I'm building a REST API that starts some calculation in a Spark cluster and responds with a chunked stream of the results. Given the Spark stream with calculation results, I can use

dstream.foreachRDD()

to send the data out of Spark. I'm sending the chunked HTTP response with akka-http:

val requestHandler: HttpRequest => HttpResponse = {
  case HttpRequest(HttpMethods.GET, Uri.Path("/data"), _, _, _) =>
    HttpResponse(entity = HttpEntity.Chunked(ContentTypes.`text/plain`, source))
}

For simplicity, I'm trying to get plain text working first, will add JSON marshalling later.

But what is the idiomatic way of using the Spark DStream as a Source for the Akka stream?
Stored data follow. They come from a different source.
PR #76390, opened 2023-04-28
Site Logs: The correct log entry stays expanded after logs are refreshed

p-jackson:
**Note to translators**: the **Expand row** text is the accessible label given to this button
CleanShot 2023-05-01 at 11 12 02@2x

## Proposed Changes

The site logs table currently uses a simple index as the React key. This worked fine when the table was one giant component. But now that each row is its own component with its own state (which we changed when introducing the expand button) it means we need a proper key.

That's because it creates this issue:
- expand the first row
- do something that causes other logs to be recorded
- wait for the site logs to auto refresh
- see that the _new_ first row is expanded and the previously expanded log entry has been collapsed

The timestamp would do a good job as a unique ID, except that for the PHP logs it only goes down to the nearest second, and so there are usually multiple log entries with an identical timestamp. So the new key takes the order of logs with identical timestamps into account too.

Here's what the fixed table looks like.

https://user-images.githubusercontent.com/1500769/235061023-cfc710b4-748b-4b6d-95a9-6fafaa684c5e.mov

## Testing Instructions

- expand the first row
- do something that causes other logs to be recorded
- wait for the site logs to auto refresh
- see that the new rows are collapsed and the previously expanded log entries are still expanded

### DIFF
--- a/client/my-sites/site-logs/components/site-logs-table/index.tsx
+++ b/client/my-sites/site-logs/components/site-logs-table/index.tsx
@@ -23,11 +23,15 @@ export const SiteLogsTable = memo( function SiteLogsTable( {
 	const columns = useSiteColumns( logs );
 	const siteGmtOffset = useCurrentSiteGmtOffset();
 
-	if ( isLoading && ! logs?.length ) {
+	const logsWithKeys = useMemo( () => {
+		return generateRowKeys( logs );
+	}, [ logs ] );
+
+	if ( isLoading && ! logsWithKeys.length ) {
 		return <Skeleton />;
 	}
 
-	if ( ! isLoading && ! logs?.length ) {
+	if ( ! isLoading && ! logsWithKeys.length ) {
 		return <>{ __( 'No log entries within this time range.' ) }</>;
 	}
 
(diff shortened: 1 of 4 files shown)


mpkelly (approved):
Looks good. I reproduced the issue and confirmed it's fixed.

I removed a `React` import that WebStorm was complaining about. It shouldn't be needed and tests are still are passing. 

image

vykes-mac (approved):

p-jackson:
Thanks @mpkelly

> I removed a `React` import that WebStorm was complaining about.

I think there must be something wrong with the TS config of the unit test files. You're right that it shouldn't be necessary, so I think WebStorm is correct. But I _do_ get an error about it in VS Code 🤷 But other unit test files give me similar errors so it hasn't been anything other than an annoyance.

a8ci18n:
This Pull Request is now available for translation here: https://translate.wordpress.com/deliverables/7958960

a8ci18n:
Translation for this Pull Request [has now been finished](https://translate.wordpress.com/deliverables/overview/7958960).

I figured I should be able to do it via a socket but since the Spark driver and the REST endpoint are sitting on the same JVM opening a socket just for this seems a bit of an overkill.


Solution

  • Edit: This answer only applies to older version of spark and akka. PH88's answer is the correct method for recent versions.
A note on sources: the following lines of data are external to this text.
PR #75947, opened 2023-04-19
AT E2E: use separate comments for like and unlike operations.

worldomonation:
Fixes https://github.com/Automattic/wp-calypso/issues/75669.

## Proposed Changes

This PR proposes a rethink of how we perform the Likes: Comments spec.

Until this point, the spec has used the same comment to test both like and unlike operations.
This was carried over from the Selenium-based framework where every interaction was prohibitively slow.

This is a problem for Playwright as the Like/Unlike button has a fade in/out animation which is unreliable. AT sites add further complication on top in the form of iframes.

With the ability to set up the test environment programmatically, it may make sense to use two separate comments, one for like and one for unlike, set the state prior to the test, then execute the click actions and the validation afterwards.

## Testing Instructions

Ensure the following build configurations are passing:
  - [x] Gutenberg E2E AT prod (desktop)
  - [x] Gutenberg E2E AT edge (desktop)
  - [x] Gutenberg E2E Simple prod (desktop)
  - [x] Gutenberg E2E Simple edge (desktop)

## Pre-merge Checklist

- [ ] Has the general commit checklist been followed? (PCYsg-hS-p2)
- [ ] [Have you written new tests](https://wpcalypso.wordpress.com/devdocs/docs/testing/index.md) for your changes?
- [ ] Have you tested the feature in Simple (P9HQHe-k8-p2), Atomic (P9HQHe-jW-p2), and self-hosted Jetpack sites (PCYsg-g6b-p2)?
- [ ] Have you checked for TypeScript, React or other console errors?
- [ ] Have you used memoizing on expensive computations? More info in [Memoizing with create-selector](https://github.com/Automattic/wp-calypso/blob/trunk/packages/state-utils/src/create-selector/README.md) and [Using memoizing selectors](https://react-redux.js.org/api/hooks#using-memoizing-selectors) and [Our Approach to Data](https://github.com/Automattic/wp-calypso/blob/trunk/docs/our-approach-to-data.md)
- [ ] Have we added the "[Status] String Freeze" label as soon as any new strings were ready for translation (p4TIVU-5Jq-p2)?
- [ ] For changes affecting Jetpack: Have we added the "[Status] Needs Privacy Updates" label if this pull request changes what data or activity we track or use (p4TIVU-ajp-p2)?

Issue #75952, opened 2023-04-19
AT: comments do not immediately become available, sometimes returning a HTTP 404.


worldomonation:
### Quick summary

If a comment is left on am AT site and a script or user wants to interact with the comment immediately (eg. like the comment), the API can return a HTTP 404.

### Steps to reproduce

1. open two WordPress.com console windows.
2. submit a new comment on an existing post. (eg. /sites/${ siteID }/posts/${ postID }/replies/new)
3. immediately attempt to like the comment produced in Step 2 using an API call. (eg. /sites/${ siteID }/comments/${ commentID }/likes/new)

### What you expected to happen

The API responds with a success.

### What actually happened

In E2E suites:

```
ERROR: Likes: Comment > beforeAll

 Error: Failed to like 634 on site 204039232
    at RestAPIClient.commentAction (packages/calypso-e2e/src/rest-api-client.ts:799:10)
    at processTicksAndRejections (node:internal/process/task_queues:95:5)
    at test/e2e/specs/published-content/likes__comment.ts:73:3
```

### Impact

Some (< 50%)

### Available workarounds?

Yes, easy to implement

### Platform (Simple and/or Atomic)

Atomic

### Logs or notes

The workaround is to simply wait a few seconds (like a real user would) in order to let the comment "settle" into place.

PR #76414, opened 2023-04-28
E2E: Try to stabilize Atomic likes (again)

WunderBart:
Related: https://github.com/Automattic/wp-calypso/pull/75947

## Proposed Changes

When adding a comment on an Atomic site, it takes a bit until that comment is settled. Sometimes, when we send the like request immediately after creating a comment, we get an `unknown_comment` error response. To address that, let's make a couple `like` request retries before failing the test.

## Testing Instructions

```
TEST_ON_ATOMIC=true yarn workspace wp-e2e-tests test likes__comment.ts
```

### DIFF
--- a/packages/calypso-e2e/src/lib/components/comments-component.ts
+++ b/packages/calypso-e2e/src/lib/components/comments-component.ts
@@ -105,9 +105,8 @@ export class CommentsComponent {
 			// See the like() method for info on the following method call.
 			await waitForWPWidgetsIfNecessary( this.page );
 
-			const likeButtonFrame = this.page
-				.frameLocator( `iframe[name^="like-comment-frame"]:below(:text("${ comment }"))` )
-				.first();
+			const commentContent = this.page.locator( '.comment-content', { hasText: comment } );
+			const likeButtonFrame = commentContent.frameLocator( "iframe[name^='like-comment-frame']" );
 
 			unlikeButton = likeButtonFrame.getByRole( 'link', { name: 'Liked by you' } );
 			unlikedStatus = likeButtonFrame.getByRole( 'link', { name: 'Like' } );
@@ -119,7 +118,6 @@ export class CommentsComponent {
 		}
 
 		await this.page.getByText( comment ).scrollIntoViewIfNeeded();
-		await unlikeButton.waitFor();
 		await unlikeButton.click();
 		await unlikedStatus.waitFor();
 	}
--- a/test/e2e/specs/published-content/likes__comment.ts
+++ b/test/e2e/specs/published-content/likes__comment.ts
@@ -67,7 +67,7 @@ describe( 'Likes: Comment', function () {
 		// The comment takes some time to settle. If we request the like
 		// immediately we might be getting the `unknown_comment` error. Let's do
 		// a few retries to make sure the like is getting through.
-		let likeRetryCount = 5;
+		let likeRetryCount = 10;
 		const likeRetryTimer = setInterval( async () => {
 			try {
 				await restAPIClient.commentAction(
--- a/test/e2e/specs/published-content/likes__comment.ts
+++ b/test/e2e/specs/published-content/likes__comment.ts
@@ -38,7 +38,7 @@ describe( 'Likes: Comment', function () {
 	let commentToBeUnliked: NewCommentResponse;
 	let restAPIClient: RestAPIClient;
 
-	beforeAll( async function () {
+	it( 'Setup the test', async function () {
 		page = await browser.newPage();
 
 		testAccount = new TestAccount( accountName );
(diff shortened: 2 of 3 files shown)


packages/calypso-e2e/src/lib/components/comments-component.ts
```diff
@@ -105,9 +105,8 @@ export class CommentsComponent {
 			// See the like() method for info on the following method call.
 			await waitForWPWidgetsIfNecessary( this.page );
 
-			const likeButtonFrame = this.page
-				.frameLocator( `iframe[name^="like-comment-frame"]:below(:text("${ comment }"))` )
-				.first();
+			const commentContent = this.page.locator( '.comment-content', { hasText: comment } );
+			const likeButtonFrame = commentContent.frameLocator( "iframe[name^='like-comment-frame']" );
```
WunderBart, line 109: Just using some modern syntax here, not a crucial change.

test/e2e/specs/published-content/likes__comment.ts
```diff
@@ -38,7 +38,7 @@ describe( 'Likes: Comment', function () {
 	let commentToBeUnliked: NewCommentResponse;
 	let restAPIClient: RestAPIClient;
 
-	beforeAll( async function () {
+	it( 'Setup the test', async function () {
```
WunderBart, line 41: Changed it to `it` because the title gives a bit more info immediately when looking at the error in CI.

WunderBart:
@worldomonation I think there's something wrong with the comment `like` request. The [request retries](https://github.com/Automattic/wp-calypso/pull/76414/files#diff-610fae8bc8ff71446ff0d48fee7ceed70ca894e44b4d30e959d45d88d741c019R67-R84) ensure that the response is what we expect it to be - a liked comment with the given ID. Even with that out of the way, that very comment doesn't always render liked❗ Maybe we should look a bit further into this? Maybe it's some caching issue? 

/cc @fullofcaffeine 

---

Edit: I was right 😄 

This is what the like response looks like after a few retries:

First try:
```js
{
  error: 'unknown_comment',
  message: 'Unknown comment'
}
```

A few retries later. Notice how the comment is seemingly liked (`i_like: true`), but the `like_count` is still `0`.

```js
{
  success: true,
  i_like: true,
  like_count: 0,
}
```

A couple more retries later, finally, a correct response. The comment is liked by us, and the count is now correctly at 1. 😌

```js
{
  success: true,
  i_like: true,
  like_count: 1,
}
```

This is quite a doozy to me. You can clearly see the payload inconsistency now. Possibly worth reporting to the AT team?

---

Another edit:

So the interesting part right now is that the response can get stuck at `like_count: 0` even after 30 retries (with 1s delay between). This is something that we might not be able to handle and which will keep making this spec flaky. Definitely, something to tackle with the AT team at this point?

packages/calypso-e2e/src/lib/components/comments-component.ts
worldomonation: I had an experimental branch where I made a similar change, so I can vouch it works.

test/e2e/specs/published-content/likes__comment.ts
```diff
@@ -64,22 +64,26 @@ describe( 'Likes: Comment', function () {
...
-		// unless time is given for the comment to "settle" in place.
-		// It could be argued that adding this arbitrary delay is
-		// "more representative" of users.
-		// @see: https://github.com/Automattic/wp-calypso/issues/75952
-		if ( envVariables.TEST_ON_ATOMIC ) {
-			await page.waitForTimeout( 5 * 1000 );
+		// The comment takes some time to settle. If we request the like
+		// immediately we might be getting the `unknown_comment` error. Let's do
+		// a few retries to make sure the like is getting through.
+		const likeRetryCount = 10;
```
worldomonation, line 70: **comment:non-blocking** - I have a WIP branch locally to try to stabilize this test as well, and I tried to extract the retry mechanism to `ElementHelper` and ran into difficulties generalizing the parameter definition and forgot to ask @dpasque whether generics would help with the scenario.

What I had was the following:
```typescript
// In the test itself
		if ( envVariables.TEST_ON_ATOMIC ) {
			ElementHelper.retryRequest(
				restAPIClient.getComment(
					testAccount.credentials.testSites?.primary.id as number,
					commentToBeLiked.ID
				)
			);
		}
```

```typescript
// in ElementHelper
export async function retryRequest< T, P >(
	func: () => Promise< void >,
	parameters: [ P ],
	{ timeout = 5000 }: { timeout?: number } = {}
): Promise< void > {
	for ( let retries = 3; retries > 0; retries -= 1 ) {
		try {
			return await func( ...parameters );
		} catch ( err ) {
			// Throw the error if final retry failed.
			if ( retries === 1 ) {
				throw err;
			} else {
				await new Promise( ( resolve ) => setTimeout( resolve, timeout ) );
			}
		}
	}
	return;
}
```

worldomonation (approved):

worldomonation:
> So the interesting part right now is that the response can get stuck at `like_count: 0` even after 30 retries (with 1s delay between). This is something that we might not be able to handle and which will keep making this spec flaky. Definitely, something to tackle with the AT team at this point?

This is definitely strange.

Previously I've filed https://github.com/Automattic/wp-calypso/issues/75952 for the first situation you've covered, where the comment is posted but the API returns a 404 when attempting to access the comment. 

I did waffle a bit on whether to expand the scope of https://github.com/Automattic/wp-calypso/issues/75952 to cover the later two situations you've mentioned, but have elected to file a new issue to cover the situation for `like_count` and `i_like` being out of sync.

Filed https://github.com/Automattic/wp-calypso/issues/76444.

worldomonation:
I've left a message in the AT channel, but not sure if it's the right place. p1682922721277819-slack-C7YPW6K40

test/e2e/specs/published-content/likes__comment.ts
WunderBart: If we only need the retry logic in one place, I don't think we don't need to worry about turning it into a helper. Is there any other place that it'd currently be useful?

WunderBart: I'd even say that this should generally not be encouraged, so I'd actually avoid creating a helper for it. We need this here because of a faulty app logic which, ultimately, should be addressed somewhere else.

    You can use an intermediate akka.actor.Actor that feeds a Source (similar to this question). The solution below is not "reactive" because the underlying Actor would need to maintain a buffer of RDD messages that may be dropped if the downstream http client isn't consuming chunks quickly enough. But this problem occurs regardless of the implementation details since you cannot connect the "throttling" of the akka stream back-pressure to the DStream in order to slow down the data. This is due to the fact that DStream does not implement org.reactivestreams.Publisher .
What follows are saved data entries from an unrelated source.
PR #76415, opened 2023-04-28
Vdimitrakis/selfserve 410/campaign details page design

therocket-gr:
This is a PR for the Blaze new design for the campaign details page .

Related to SELFSERVE-410 ticket

## Proposed Changes

please see the screenshot below

Screenshot 2023-04-28 at 14 55 54

There are some TODOs in the code...

1. we are waiting for the API endpoint that will get a specific campaign id (at the moment the endpoint will fetch all the objects of all campaigns data ) 
2. when the above endpoint is complete we need to implement a hook to fetch the data using the campaign id coming from the url param
3. at the moment the mockup page is using the mockData.json to get the campaign object - please delete this file (and the import) when steps 1 and 2 are complete
4. we need to add a clicks_organic value in the data coming from the DSP api - this is a new param that we didnt have in the past
5. there is an TODO with a hardcoded value (that reads "Delivered 192% more than estimated").. i am not sure how to calculate this 

## Testing Instructions

*

## Pre-merge Checklist


jjolmo:
I've updated the PR and removed the WIP state

-Updated the rest of the missing elements (promote button, post insights, some final design changes)
- Created responsive version

client/my-sites/promote-post-i2/components/campaign-item-page/index.tsx
```diff
@@ -0,0 +1,79 @@
...
+		comment: 'Validation error when filling out domain checkout contact details form',
+	}
+);
+
+export default function CampaignItemPage( props: Props ) {
+	const { campaignId } = props;
+	const translate = useTranslate();
+	const siteId = useSelector( getSelectedSiteId ) || 0;
+	const campaignQuery = useCampaignsQueryNew( siteId || 0, campaignId );
+	const { isModalOpen, selectedSiteId, selectedPostId, keyValue } = usePromoteParams();
```
sbarbosa: Please use this function instead, to open the campaign widget:
```
const onClickPromote = useOpenPromoteWidget( {
		keyValue: 'post-0',
		entrypoint: 'promoted_posts-header',
} );
```

That hook already takes into consideration if you are opening the widget from Jetpack.

client/my-sites/promote-post-i2/components/campaign-item-page/index.tsx
```diff
@@ -0,0 +1,79 @@
...
+	if ( campaignsIsLoading ) {
+		return null;
+	}
+
+	return (
+		<Main wideLayout className="promote-post-i2">
+			<DocumentHead title={ translate( 'Advertising - Campaign details' ) } />
+			<CampaignItemDetails siteId={ +siteId } campaign={ campaign } />
+
+			{ selectedSiteId && selectedPostId && keyValue && (
```
sbarbosa: You won't need to include the widget here, if you call the `onClickPromote` function from my last comment, the widget will be loaded without the need to include it in your page.

client/my-sites/promote-post/index.js
```diff
@@ -42,4 +43,14 @@ export default () => {
 		makeLayout,
 		clientRender
 	);
+
+	page(
```
sbarbosa, line 47: We will also need this in the i2 controller. The Blaze app uses that controller, and in the future, we are planning to remove this one.

sbarbosa (commented):
I added a couple of comments on the code, some of them we need to change because of the Blaze app compatibility.

Apart from that, here is some minor things I found while testing the page:
* Clicking the Advertising link in the header redirects you to your primary blog post page. We need to change this to consider your current blog, and I think it could be better if it redirects you to the campaigns list page (like a back button).

* In the header, the label next to the status should be using gray color

* The hover in the Traffic breakdown section doesn't have a round border, and we are missing a padding in the count element. Right now it get stuck to the border and doesn't look very nice
Screenshot 2023-06-07 at 13 57 23

* The underline in the header doesn't fix the full width of the page. We may need to change this after we merge both the widescreen Pr and this one. So feel free to ignore this.

* In the support articles section, the label should be bold, and the "Powered by Blaze" have a margin-bottom separating it from the other links (according with the design) 

* The (i) next to the 300x250 in the Ad preview section doesn't show a tooltip. 
Screenshot 2023-06-07 at 15 13 55

client/my-sites/promote-post-i2/components/ad-preview/index.tsx
```diff
@@ -0,0 +1,31 @@
...
+}
+
+export default function AdPreview( { htmlCode, isLoading }: Props ) {
+	const shadowHost = useRef< HTMLDivElement >( null );
+
+	useEffect( () => {
+		if ( ! isLoading && htmlCode && shadowHost.current ) {
+			const shadowRoot = shadowHost.current.attachShadow( { mode: 'open' } );
+			shadowRoot.innerHTML = `
+          <div class="viewer viewer--receipt}">
```
timur987: I am not an expert in class naming but I suppose that `viewer--receipt` should be either `viewer__receipt` or `viewer-receipt`. I tend to rely on [BEM](https://en.bem.info/methodology/naming-convention/) methodology and Calypso [guidelines](https://github.com/Automattic/wp-calypso/blob/HEAD/docs/coding-guidelines/css.md).

What do you think?

client/my-sites/promote-post-i2/components/campaign-item-details/style.scss
```diff
@@ -0,0 +1,459 @@
+@import "../../../../../node_modules/@wordpress/base-styles/breakpoints";
```
timur987: It seems that the import statement is dependent to relative path. Using of this might be a bit more safe (in the case of moving the component to a different folder:
```js
```

client/my-sites/promote-post-i2/components/campaign-item-page/index.tsx
```diff
@@ -0,0 +1,79 @@
...
+				{ noCampaignListMessage }
+			</Notice>
+		);
+	}
+
+	if ( ! campaign || campaignsIsLoading ) {
+		return <CampaignItemDetails isLoading={ true } />;
+	}
+
+	if ( campaignsIsLoading ) {
```
timur987: Do we need this "if" condition? I suppose that we will handle the case of loading by the previous "if" condition.

campaigns-is-loading-null

client/my-sites/promote-post-i2/components/campaign-item-page/style.scss
```diff
@@ -0,0 +1,183 @@
+@import "@automattic/color-studio/dist/color-variables";
+@import "@automattic/components/src/styles/typography";
+
+@mixin promote-post-i2-font {
```
timur987: Sorry for nitpicking, @therocket-gr. I noticed that this file contains copy/paste from `client/my-sites/promote-post-i2/style.scss` file. We can probably add something like
```css
@import "../../style.scss";
```

and leave styles that are different from the original [`style.scss`](https://github.com/Automattic/wp-calypso/blob/trunk/client/my-sites/promote-post-i2/style.scss). For sure, we can postpone this task and will do it later. Just wanted to highlight my intention to remove repetition in CSS.

timur987 (approved):
Thanks, @therocket-gr!

The changes LGTM and despite I have some suggestions (like the one related to CSS), I do not see any blockers to merge it and fix the rest of suggestions in following PRs (assuming you will apply suggestions from @sbarbosa, they seem to be important).

Just to be mentioned (we can consider it in the following PR either), I've also found several differences between the implementation and Figma:
Screenshot 2023-06-08 at 12 50 59

client/my-sites/promote-post-i2/components/campaign-item-details/index.tsx
```diff
@@ -0,0 +1,628 @@
...
+					fill="#1E1E1E"
+				/>
+			</svg>
+		</span>
+	);
+
+	const databars = [
+		{
+			label: translate( 'Ad' ),
+			value: clicks_total || 0,
```
timur987, line 177: We use these bars to show impressions:
image

But there we show clicks. Should be use `impressions_total || 0` instead?
(Might be wrong because the intention might be in showing redirects from clicks versus organic traffic to the target site)

client/my-sites/promote-post-i2/components/campaign-item-page/style.scss
jjolmo: I'm not sure. Remember that we will delete the whole /promote-post/ folder, so we should not extend any file from there. It should be replicated completely. Once we go live we just remove the folder /promote-posts/

client/my-sites/promote-post-i2/components/campaign-item-details/index.tsx
jjolmo: Well, not sure about that because the current implementation makes "sense" in a way (unless I failed understanding it)
You are comparing organic views (the ones that come from any source excluding from the ad) VS visits that are coming from the ad
The ad views are actually clicks. So 1 click in the ad = 1 visit to the post

Remember that 1 impression is just an ad being displayed to the user. It is not the action of that user clicking into the ad and seeing the page itself, so we shouldn't use impressions_total there

jjolmo:
> Just to be mentioned (we can consider it in the following PR either), I've also found several differences between the implementation and Figma:

Related to this: I have this label explaining the delivery, but we will only show it when there's overdelivery. It won't be displayed otherwise

For the "operating systems" I think you're right, but we should display "Devices" since there's a different targeting that is actually called "operating systems" (We are not using it)
But I think this is covered in "Audience".

It's a bit confusing, we might need to check the labels

client/my-sites/promote-post-i2/components/campaign-item-page/index.tsx
sbarbosa: I got confused in this point, I think it may be needed because this is a new page (not like the tabs that are all in the same page). 

I will test this locally to be sure that is needed 👍

client/my-sites/promote-post/index.js
jjolmo: I saw that the /promote-post-i2/ page definitions seemed to me that we weren't using them. Not 100% sure, but otherwise the page wouldn't be opening.

But yes, you're right, we need to keep a copy of the i1 into i2 folder

client/my-sites/promote-post-i2/components/campaign-item-page/style.scss
timur987: The file I suggest is `promote-post-i2/style.scss`, so it's quick unlikely that we will delete it.

client/my-sites/promote-post-i2/components/campaign-item-details/index.tsx
timur987: Got it, I was wrong.

client/my-sites/promote-post-i2/components/campaign-item-page/index.tsx
sbarbosa: This is necessary; in fact, we have a bug in the campaigns page because the widget is not rendered there.
I pushed a commit to this branch fixing that, now we have a common wrapper component that the pages use, and that component adds the body class and the widget.

client/my-sites/promote-post-i2/components/campaign-item-page/style.scss
sbarbosa: I made the change to import it from the root style like we have in other components. 👍

sbarbosa:
Ok, I addressed all the comments that we made in this PR. 

@timur987, @jjolmo, I had to change the location of the `delivery_percent` parameter because the backend is returning it in the root, not inside the campaign_stats object. 

I tested by hardcoding a delivery above 100% and it showed the message correctly (I had to append a % symbol next to it that was missing).

**I will detail what I changed:**
* Created a new MainWrapper component that host the logic for rendering the widget and adding the body class, this fixes an issue we have if you click the promote button from the campaigns page, and also unify all the code inside one place.
* Fixed all the style comments
* Fixed the render of the page for widescreens
* Fixed the header redirection links (now all redirections use the utility function for compatibility with Jetpack)
* Fixed the location of the `delivery_percent` attribute

The only thing that is missing is the tooltip next to the ad image size. We can take care of that in another PR when we get feedback from Bart.

I think that now is ready to be retested.

sbarbosa (approved):

client/my-sites/promote-post-i2/components/campaign-item-details/index.tsx
```diff
@@ -0,0 +1,636 @@
...
+	const countriesList = audience_list ? audience_list[ 'countries' ] : '';
+	const topicsList = audience_list ? audience_list[ 'topics' ] : '';
+	const OSsList = audience_list ? audience_list[ 'OSs' ] : '';
+
+	// Formatted labels
+	const ctrFormatted = clickthrough_rate ? `${ clickthrough_rate.toFixed( 2 ) }%` : '-';
+	const durationFormatted = getCampaignDurationFormatted( start_date, end_date );
+	const totalBudgetFormatted = `$${ formatCents( total_budget || 0 ) }`;
+	const totalBudgetLeftFormatted = `$${ formatCents( total_budget_left || 0 ) } ${ __( 'left' ) }`;
+	const overallSpendingFormatted = `$${ formatCents( overall_spending || 0 ) }`;
```
timur987: I checked the field `overall_spending` in A8C DSP and think that it's not used there anymore.

In opposition, I've found that in API response we have a field `total_budget_used`. I assume this field should be used instead.

([source](https://github.tumblr.net/Tumblr/a8c-dsp/blob/trunk/dsp/src/api/routes/v1/api/campaigns.route.ts#L498))
image

Here's how a response from the API look like for me (there's no field `overall_spending` there):
image

timur987 (approved):
Thanks for the feature @therocket-gr and for the final tweaks @sbarbosa!

Overall it looks great now, but I have a question about `overall_spending` field I left below.
Rather than that, it looks fabulous!

a8ci18n:
This Pull Request is now available for translation here: https://translate.wordpress.com/deliverables/8041163

Thank you @therocket-gr for including a screenshot in the description! This is really helpful for our translators.

a8ci18n:
Translation for this Pull Request [has now been finished](https://translate.wordpress.com/deliverables/overview/8041163).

    The basic topology is:

    DStream --> Actor with buffer --> Source
    

    To construct this toplogy you have to create an Actor similar to the implementation here :

    //JobManager definition is provided in the link
    val actorRef = actorSystem actorOf JobManager.props 
    

    Create a stream Source of ByteStrings (messages) based on the JobManager. Also, convert the ByteString to HttpEntity.ChunkStreamPart which is what the HttpResponse requires:

    import akka.stream.actor.ActorPublisher
    import akka.stream.scaladsl.Source
    import akka.http.scaladsl.model.HttpEntity
    import akka.util.ByteString
    
    type Message = ByteString
    
    val messageToChunkPart = 
      Flow[Message].map(HttpEntity.ChunkStreamPart(_))
    
    //Actor with buffer --> Source
    val source : Source[HttpEntity.ChunkStreamPart, Unit] = 
      Source(ActorPublisher[Message](actorRef)) via messageToChunkPart
    

    Link the Spark DStream to the Actor so that each incomining RDD is converted to an Iterable of ByteString and then forwarded to the Actor:

    import org.apache.spark.streaming.dstream.Dstream
    import org.apache.spark.rdd.RDD
    
    val dstream : DStream = ???
    
    //This function converts your RDDs to messages being sent
    //via the http response
    def rddToMessages[T](rdd : RDD[T]) : Iterable[Message] = ???
    
    def sendMessageToActor(message : Message) = actorRef ! message
    
    //DStream --> Actor with buffer
    dstream foreachRDD {rddToMessages(_) foreach sendMessageToActor}
    

    Provide the Source to the HttpResponse:

    val requestHandler: HttpRequest => HttpResponse = {
      case HttpRequest(HttpMethods.GET, Uri.Path("/data"), _, _, _) =>
        HttpResponse(entity = HttpEntity.Chunked(ContentTypes.`text/plain`, source))
    }
    

    Note: there should be very little time/code between the dstream foreachRDD line and the HttpReponse since the Actor's internal buffer will immediately begin to fill with ByteString message coming from the DStream after the foreach line is executed.